The miracle continued when Alan asked to be baptized—but then he passed away before it could happen. At his request, his deacons-turned-priests were the pallbearers and the speakers at his funeral, where they—fittingly—warned, expounded, exhorted, taught, and invited all to Christ.
And later, in the temple, it was one of “Alan’s boys” who baptized that erstwhile deacons quorum president in proxy for Alan.
Everything John the Baptist said to do, they did. They did what deacons, teachers, and priests do all over this Church and all over this world.
One of the things holders of the priesthood of Aaron are charged to do involves the ordinance of the sacrament.
Last year I met an inspired bishop and his wonderful wife. On a recent Saturday morning, they were driving to their son’s baptism and suffered the tragic and sudden loss of their darling two-year-old daughter, Tess.
The next morning their ward members gathered for sacrament meeting filled with compassion, also suffering over the loss of this perfect little girl.
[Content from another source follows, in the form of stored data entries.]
Issue #9567, opened 2020-08-28
Panel sometimes shows only app(s) related to a workspace that I'm not using at the moment


curtisgibby:
```
 * cinnamon-control-center version 4.6.2
 * Distribution - Mint 20.0
 * Graphics hardware - Intel Corporation HD Graphics 630
 * 64 bit
 ```

**Issue**

Panel sometimes shows only the app(s) related to a workspace that I'm not using at the moment. That is, I'll be in Workspace 1, but the Panel will show the app(s) that I've got open in Workspace 2. This happens several times a day since I upgraded to Mint 20 from Mint 17, where I never saw this problem.

(Updated with an example screenshot below)

**Steps to reproduce**

Unknown.

**Expected behavior**

Panel shows the app(s) related to a workspace that I'm using at the moment.

**Other information**

To get out of this behavior, I have to switch to the workspace containing the apps that I'm currently seeing in the Panel (Workspace 2), then back to the original desktop (Workspace 1).

icarter09:
@curtisgibby any luck on figuring on the steps to reproduce this?

curtisgibby:
Nope, it's sporadic. The next time I see this behavior, I'll definitely try to figure out what I was doing just beforehand.

curtisgibby:
One other interesting note that may help diagnose the problem: every time the "wrong" workspace's apps show up, they're always from the _same_ wrong workspace.

- Workspace 1 sometimes shows Workspace 2's panels
- Workspace 3 sometimes shows Workspace 2's panels
- Workspace 1 _never_ shows Workspace 3's panels
- Workspace 3 _never_ shows Workspace 1's panels

TechnologyMan101:
It happened to me only once and I was deliberately lagging out the computer by switching workspaces rapidly for a while.

curtisgibby:
@ronyala I think your conjecture is correct -- the problem does appear to be caused by rapidly jumping back and forth between workspaces. I can never get it to occur if I slow down my shortcut keypresses to trigger "Switch to Left Workspace" / "Switch to Right Workspace", but I can consistently make it happen if I push `Ctrl+Alt+Left` or `Ctrl+Alt+Right` more than once in rapid succession. Good detective work! :detective:

curtisgibby:
Glad to see it fixed! Any idea when it might land?

PR #9606, opened 2020-10-01
Fix issue 9567

ronyala:
The technical explanation is in the commit description
This will hopefully fix issue #9567


mtwebster:
Did you try setting throttle's callFirst argument to false? I think this causes the callback to be reset ifThis should cause the callback delay to reset on repeat calls within the timeout period - I'd rather do something like that than eliminating the delay altogether (which affect responsiveness).

ronyala:
Did try now. While setting callFirst to false does solve the issue, it creates a 100ms delay in the applet when switching workspaces that is noticeable when window animations are off.
Perhaps it's better to shorten the delay on the throttle to 30-50ms (much less noticeable) and set callFirst to false instead of removing it?

mtwebster:
Yes I think -  that seems to work well.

No one expected the bishop’s family to be at church that morning, but a couple of minutes before the meeting started, they quietly entered and took their place.
The bishop went to the stand and walked past his usual seat between his counselors and sat down instead between his priests at the sacrament table.
During that anguished and sleepless night before of searching for understanding and peace, he had received a strong impression of what his family most needed—and what his ward most needed. It was to hear the voice of their bishop, their ward Aaronic Priesthood president, their grieving father, pronounce the promises of the sacramental covenant.
So, in due course, he knelt with those priests and spoke to His Father. With the pathos of that occasion, he pronounced some of the most powerful words that anyone is ever allowed to say out loud in this lifetime.
Words of eternal consequence.
Words of ordinance.
Words of covenant.
Instruction that connects us to the very purposes of this life—and to the most magnificent outcomes of Heavenly Father’s plan for us.
Can you imagine what the congregation heard in that chapel that day—what they felt in the words that we hear every Sunday in our chapels?
“O God, the Eternal Father, we ask thee in the name of thy Son, Jesus Christ, to bless and sanctify this bread to the souls of all those who partake of it, that they may eat in remembrance of the body of thy Son, and witness unto thee, O God, the Eternal Father, that they are willing to take upon them the name of thy Son, and always remember him and keep his commandments which he has given them; that they may always have his Spirit to be with them. Amen” (Doctrine and Covenants 20:77).
And then: “O God, the Eternal Father, we ask thee in the name of thy Son, Jesus Christ, to bless and sanctify this [water] to the souls of all those who drink of it, that they may do it in remembrance of the blood of thy Son, which was shed for them; that they may witness unto thee, O God, the Eternal Father, that they do always remember him, that they may have his Spirit to be with them. Amen” (Doctrine and Covenants 20:79).
This good father and mother testify that that promise has been fulfilled. They do, in fact, to their everlasting comfort, “have his Spirit to be with them.”
I am forever grateful that holders of the Aaronic Priesthood, with its powers, ordinances, and duties, do bless all of us through the keys of the very “ministering of angels, and of the gospel of repentance, and of baptism by immersion for the remission of sins” (Doctrine and Covenants 13:1). In the name of Jesus Christ, amen.